Nigeria’s much-publicised release of 48 alleged terrorism financiers—mostly obscure, unrecognisable names published without photographs, accompanied by no arrests and no explanation for years of official silence—has deepened public scepticism rather than restored confidence in the government’s counterterrorism resolve.
by Nij Martin
When a government publishes a list of terrorism financiers, the minimum expectation is that the names mean something. Nigeria’s Nigeria Sanctions Committee released its most comprehensive terrorism financing list yet last Saturday — 48 individuals, 12 entities — and promptly left most Nigerians staring at a roll call of strangers. Beyond the already-convicted Simon Ekpa, jailed in Finland, and Tukur Mamu, whose trial resumes April 23, the remaining names are almost entirely unrecognisable to the public. No photographs were attached. No locations disclosed. No arrests announced. Just names — dozens of them — hanging in the air without consequence.
Nigerians noticed immediately. “These names should have faces attached to them,” one social media user wrote. “Why not show Nigerians who they are? So the entire country knows its own home-grown enemies.” Another was more blunt: “Names can be forged. We need their faces behind their names if they want us to believe these names are real.” A third dispensed with diplomacy entirely: “Don’t just post their names — arrest all of them, period.” Perhaps most damaging was the observation that no prominent politicians, particularly those from the ruling APC, appeared anywhere on the list, prompting one user to conclude: “This must be a fake list or it has been doctored.”

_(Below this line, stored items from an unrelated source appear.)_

PR #540, opened 2026-05-05
[codex] Prevent dust change from triggering send-all

ben-kaufman:
## Summary

- prevent dust-change detection from turning a normal on-chain send into a send-all transaction
- require max sends to still match the freshly calculated max-send amount before using `sendAllToAddress`
- keep transfer send-all behavior explicit and add a regression test for the reported dust-change values

## Root Cause

The iOS send confirmation flow treated dust-change handling as equivalent to an explicit max send. When selected UTXOs left dust change, `shouldUseSendAll` could become true and the send path called `sendAllToAddress`, draining the wallet instead of sending the requested amount.

## Validation

- `swiftformat Bitkit/Utilities/DustChangeHelper.swift Bitkit/Views/Transfer/SpendingConfirm.swift Bitkit/Views/Wallets/Send/SendConfirmationView.swift BitkitTests/DustChangeHelperTests.swift`
- `git diff --check`
- `xcrun swiftc -parse Bitkit/Utilities/DustChangeHelper.swift BitkitTests/DustChangeHelperTests.swift`

Fixes #536

### DIFF
--- a/Bitkit/Utilities/DustChangeHelper.swift
+++ b/Bitkit/Utilities/DustChangeHelper.swift
@@ -1,15 +1,15 @@
 import Foundation
 
-/// Helper for determining when to use sendAll to avoid creating dust change outputs.
+/// Helper for detecting dust change during on-chain sends.
 enum DustChangeHelper {
-    /// Returns true if the expected change would be dust (below dust limit), so sendAll should be used.
+    /// Returns true if the expected change would be dust (below dust limit).
     /// - Parameters:
     ///   - totalInput: Total sats from selected UTXOs (or spendable balance)
     ///   - amountSats: Amount to send to recipient
     ///   - normalFee: Fee for a normal send (recipient + change outputs)
     ///   - dustLimit: Minimum non-dust amount (default: Env.dustLimit)
-    /// - Returns: true when change would be dust and sendAll should be used
-    static func shouldUseSendAllToAvoidDust(
+    /// - Returns: true when change would be dust
+    static func wouldCreateDustChange(
         totalInput: UInt64,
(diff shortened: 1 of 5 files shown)


piotr-iohk:
Tested with steps to reproduce from the issue: https://github.com/synonymdev/bitkit-ios/issues/536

The timing itself invites suspicion. Boko Haram has terrorised Nigeria for over fifteen years. ISWAP has been designated a terrorist organisation for years. The Abuja-Kaduna train attack occurred in 2022. Tukur Mamu was arrested the same year. Simon Ekpa was convicted in Finland in September 2025. If the government possessed intelligence linking these 48 individuals to terrorism financing, what exactly took so long? Security expert Shola Muse offered an answer that doubles as an indictment: “If the government is sincere, it must convince the public that they are ready this time to act decisively. Otherwise, it becomes a media jamboree.” The choreography here — a mass conviction announcement one day, a sweeping terror list the next — feels less like a coordinated crackdown than a coordinated press cycle.

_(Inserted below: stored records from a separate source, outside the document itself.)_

PR #570, opened 2026-05-26
fix: localize copyright year

piotr-iohk:
### Description

Updates the Support page copyright text so it no longer hardcodes `2025`.

- Adds `settings__support__copyright` to the English localization source with the shared Transifex `{year}` placeholder.
- Uses the existing localization helper to render the copyright line with the current calendar year.
- Leaves non-English localization files untouched so Transifex remains the source of truth for translated values.
- Adds a changelog fragment for the user-visible Support page copy fix.

Transifex note: this PR only changes the English source string. After merge or before release, push source to Transifex and pull translated strings once translations are ready.

### Linked Issues/Tasks

N/A

### Screenshot / Video

TBD

### QA Notes

- Open Settings > Support and verify the copyright line shows the current year.
- Verified `plutil -lint Bitkit/Resources/Localization/*.lproj/Localizable.strings` passes.
- Verified `git diff --check` passes.
- Verified Cursor lints reported no errors.
- `node scripts/validate-translations.js` could not run locally because the checkout is missing the `glob` Node dependency.
- Not run: full Xcode build.


ovitrif (commented):
utAck, see codex review 🙏🏻

ovitrif (approved):
utAck ✅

The government’s own record provides little reassurance. A similar list published in 2024 named nine individuals and six organisations. What became of them? No sustained prosecutions followed. No public updates were issued. The list quietly disappeared, as these things tend to do in Nigeria, absorbed into the bureaucratic silence that routinely swallows accountability. Attorney-General Lateef Fagbemi’s claim of 386 terrorism convictions from 508 cases sounds impressive until you examine who was convicted — overwhelmingly low-level operatives, foot soldiers and suppliers, not the financiers who bankroll the networks from comfortable distances. “It is not about releasing names,” Muse said plainly. “What is the judicial value? What is the executive value at the end of the day?”

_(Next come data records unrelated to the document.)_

PR #578, opened 2026-06-04
fix(lightning): copy connection detail IDs

### LINKED ISSUE #355: [BUG] Unable to copy the channel id/point, and peer id in Connection
I can't copy these values. I had a force close and now need to type these values manually :|

CypherPoet:
Fixes #355

### Description

Makes the channel ID, channel point, and node ID copyable on the Lightning connection details screen. These values were display-only and truncated in the middle, so anyone recovering from a force close had no way to retrieve them without retyping by hand.

Tapping any of the three identifier rows now copies the full value, with a haptic tap and a "Copied To Clipboard" toast. This matches the copy behavior already used elsewhere in the app (e.g. the address viewer). Amount, date, and status rows stay non-interactive.

### Linked Issues/Tasks

#355

### Screenshot / Video

https://github.com/user-attachments/assets/6a3c8594-a497-402f-9bdf-e442192338aa

#### Manual Tests
- [x] **1.** Settings → Advanced → Lightning Connections → tap a channel → tap Channel ID: "Copied To Clipboard" toast + haptic; pasted value is the full, untruncated ID.
  - [x] **1b.** tap Channel Point: copies `txid:vout`.
  - [x] **1c.** tap Node ID: copies the full counterparty node ID.
- [x] **2.** `regression:` same screen → tap an amount / date / status row: nothing copies, no toast.
#### Automated Checks
- Built for iOS Simulator (Debug) locally: BUILD SUCCEEDED, the change compiles clean with no new warnings and the app launches.
- CI: standard build/test checks run by the PR bot.


ovitrif (dismissed):
Hi @CypherPoet 👋🏻 

Thank you for your first contribution 🙏🏻 , I checked and found the [android app](https://github.com/synonymdev/bitkit-android) to already allow the same functionality you added in this PR; so this is not only a user-facing improvement but also an improvement on feature parity and consistency across both apps.

---

Review:

tAck 👏🏻 

Would be great if you can add the same functionality when user taps one of the 2 IDs listed at the top of the details rows, namely Order ID and Transaction.

|  |
| - |

On Android tapping Transaction row also opens the block explorer in the browser, but we can tackle that in a separate PR to bring parity on iOS with that behavior.

| Android Recording |
| - |
| <video src="https://github.com/user-attachments/assets/c0e2e1f8-4153-4be9-b03c-239a65b60867"> |

One final nit, it would be great if you could add the same tap pressable effect that Android has, if iOS already has some building blocks ready for this, so the tap feels less rigid on UI, although UX wise the haptics are quite nice already and do cover for that responsiveness goal, to some extent.

PS. Unfortunately we just cut the release branch for next week's release earlier today, so this could only land in the release after that, somewhere early next month. It's unfortunate because if it was opened one day earlier, it would've been live in production next week 🤦🏻 .

ovitrif (approved):
tAck, retested.

Not sure `@ViewBuilder` is still recommended, I remember vaguely many such annotations were removed with latest swiftlint update, but unless I see a lint issue in CI I will treat it as ok.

The answer, based on available evidence, appears to be very little. Former federal security director Abdullahi Adeoye warned that “once names are out, suspects are alerted,” making immediate action essential. None came. Retired police chief Salami Abduraheem was equally direct: “If these individuals continue to move freely weeks or months after being named, it sends a dangerous signal that the system lacks the capacity or will to act.” Security analyst Musa Aliyu went further, arguing that “the Nigerian legal system is not adequately prepared to prosecute terror sponsors effectively.” A list without arrests is a press release. A press release without follow-through is theatre. And theatre, however elaborate, does not stop bombs from going off in Borno, Kebbi, Kwara, and Zamfara — where attacks continue regardless of whatever names appear on whatever list in Abuja.